It’s very difficult to glance at a piece of jewelry and figure out exactly what it’s made of. A sterling silver pendant can be rhodium plated, a genuine piece of gold could be chemically tarnished, and many other circumstances could befall any jewelry and betray its true value. Luckily, we have a standard, rigorously enforced set of markings a piece of jewelry can bear. The most common markings are 10k, 14k, etc. An alternative to these markings take the form of 3 digit numbers. These markings represent how many parts out of 1,000 are pure gold in jewelry. They match up nicely with the markings representing 10k, 14k, etc. For example 417 denotes gold that is 41.7% pure or 10k gold. In addition to the karat notation, you might find a few pieces marked with a ‘KP’ for example 14KP. The ‘kp’ stands for karat plumb and that means the piece is guaranteed to be at least the noted purity. In the US, gold purity can be rounded up to the standard purities if the difference is at most 0.5 karats. So there’s a small chance something marked as 10k could actually only be 9.5 karats.

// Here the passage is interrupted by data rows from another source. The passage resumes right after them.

PR #1330, opened 2024-08-21
Enable certain CUDA kernels to accept specified cuda stream

jeejeelee:
FIX https://github.com/bitsandbytes-foundation/bitsandbytes/issues/1308

By passing specified `stream` to certain kernel functions, `cudagraph` can correctly capture these kernels, enabling downstream repo  `vLLM ` to run inference in cudagraph mode, resulting in significant speed improvements for BNB models.
ping @matthewdouglas  @Titus-von-Koeller  @TimDettmers 
cc @chenqianfzh

### DIFF
--- a/bitsandbytes/functional.py
+++ b/bitsandbytes/functional.py
@@ -438,9 +438,11 @@ def is_on_gpu(tensors):
         )
     return on_gpu
 
+
 def get_tensor_stream(tensor: Tensor) -> int:
     stream = torch.cuda.current_stream(tensor.device).cuda_stream
     return stream
+
 
 def get_ptr(A: Optional[Tensor]) -> Optional[ct.c_void_p]:
     """
@@ -985,7 +987,7 @@ def dequantize_blockwise(
                 get_ptr(out),
                 ct.c_int(quant_state.blocksize),
                 ct.c_int(A.numel()),
-                ct.c_uint64(stream)
+                ct.c_uint64(stream),
             )
         elif out.dtype == torch.float16:
             lib.cdequantize_blockwise_fp16(
@@ -995,7 +997,7 @@ def dequantize_blockwise(
                 get_ptr(out),
                 ct.c_int(quant_state.blocksize),
                 ct.c_int(A.numel()),
-                ct.c_uint64(stream)
+                ct.c_uint64(stream),
             )
         elif out.dtype == torch.bfloat16:
             lib.cdequantize_blockwise_bf16(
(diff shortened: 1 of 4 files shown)


jeejeelee:
@Titus-von-Koeller , Thank you for the feedback, I've corrected the error mentioned above. I'm verifying whether all the unit tests are passing.

jeejeelee:
On my machine with a 3090 GPU, my test results are as follows:
```
=========================================================== 13 failed, 3264 passed, 35 skipped, 1061 warnings, 16 errors in 875.66s (0:14:35) ==========================================================
```
All tests in `test_generation.py` failed due to a network connection error.
All tests in `test_triton.py` failed because my  local triton version is 3.0.0.
The other errors are likely due to precision issues. I'm not certain if these are caused by this PR

jeejeelee:
@Titus-von-Koeller  please review again,  thanks~

matthewdouglas:
@danielhanchen I believe you're directly calling some of these C-API functions in Unsloth, so I want to make sure you've got a heads up here since this changes their signatures.

bitsandbytes/functional.py
```diff
@@ -439,6 +439,11 @@ def is_on_gpu(tensors):
     return on_gpu
 
 
+def get_tensor_stream(tensor: Tensor) -> int:
+    stream = torch.cuda.current_stream(tensor.device).cuda_stream
+    return stream
+
+
```
matthewdouglas, line 446: It would be cleaner here to use `ct.c_void_p` instead of uint64. In fact `._as_parameter_` is defined on PyTorch's `Stream` wrapper, so it should just work with ctypes function calls.

E.g. change this to `return torch.cuda.current_stream(tensor.device)` and replace `ct.c_uint64(stream)` in the C invocations with just `stream`. This would effectively be the same as `ct.c_void_p(stream.cuda_stream)` and could remove the need for the `reinterpret_cast` etc.

matthewdouglas (changes requested):

matthewdouglas:
@jeejeelee Thank you for the contribution! The only nit I have is the one that I noted about using `c_void_p` instead of `uint64`. 

A few test failures in test_kbit_backprop and test_gemv_4bit is OK and not related to this PR. I see similar results on my 4090. The generation tests passed for me. Looks nice!

bitsandbytes/functional.py
jeejeelee: thank you very much, I will handling it asap

danielhanchen:
> @danielhanchen I believe you're directly calling some of these C-API functions in Unsloth, so I want to make sure you've got a heads up here since this changes their signatures.

Super thanks for the heads up!! Yep we use the C API directly!

Titus-von-Koeller:
I'll be off until Monday, @matthewdouglas  will be taking the lead. Thanks both!

matthewdouglas (approved):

On the other hand, there are markings that indicate a piece of jewelry isn’t genuine gold. If you find HGE, GE, or GP on a piece of jewelry, it is gold electroplated. Respectively, they stand for Heavy Gold Electroplated, Gold Electroplated, and Gold Plated. The very outer layer is gold that’s been electrochemically bonded to a base metal. The total amount of gold in pieces marked as such is negligible and not worth processing on a single item basis. If you see an ‘RG’ stamp, it means the jewelry was created with rolled gold. It sounds like a fancy elaborate process to manufacture jewelry, but in essence, it is very similar to gold plated jewelry. Another mark you might see is GF which stands for Gold Filled. Gold filled jewelry is a little more nuanced than the plated jewelry. This specific hallmark will be preceded by a fraction such as 1/10 or 1/20 which details what portion of the total weight of the jewelry is genuine gold. For example, a ring stamped with ‘1/20 14kt GF’ means it is gold filled but 1/20th of the weight is 14k gold. While the gold content of an individual piece of gold filled jewelry is miniscule, it’s significantly greater than gold plated and larger refineries might be open to processing it if enough of it comes in.
Now onto markings for stuff that isn’t gold at all. The most common stamp you’ll see is probably 925. The 925 mark is used for sterling silver jewelry which is 92.5% pure silver. Sterling silver can also be marked simply with a ‘Sterling’ stamp. For a piece of silver to be sold as Sterling silver, it must be marked with either Sterling or 925. You might see silverware sets marked with ‘Silver’ or ‘Silversmiths’ but there’s no guarantee they’ll be Sterling silver. It is absolutely crucial that if you’re shopping for Sterling silver, you locate and verify the 925 or Sterling marking.
Next up is platinum and platinum jewelry can be marked in several ways. The easiest to distinguish stamps simply read Platinum, Plat, or Pt. Paired with the stamp indicating platinum will be a mark to indicate the purity of the platinum. Most often, you’ll see stamps reading 900 or 950 meaning the piece of jewelry is 90% or 95% pure platinum.
There are quite a few other hallmarks you’ll see on jewelry that aren’t detailed in the previous sections. If it’s some stamped numbers in a piece of diamond jewelry that don’t match up with those previously mentioned, there’s a chance the manufacturer marked the total carat weight on the item. To confirm this, you can consult any receipts that might have come with it or take it to a jeweler to count and measure the diamonds. A task like this is pretty simple so it should only take a few minutes and can be completed while you wait. And finally, there are maker’s marks. These are used to indicate who made the piece of jewelry. These are most often a set of letters but can be incredibly ornate like an eagle and lion standing on either side of the letter R on certain Reed & Barton silverware items. When in doubt, you can always perform a quick internet search to decipher the markings on jewelry and silverware.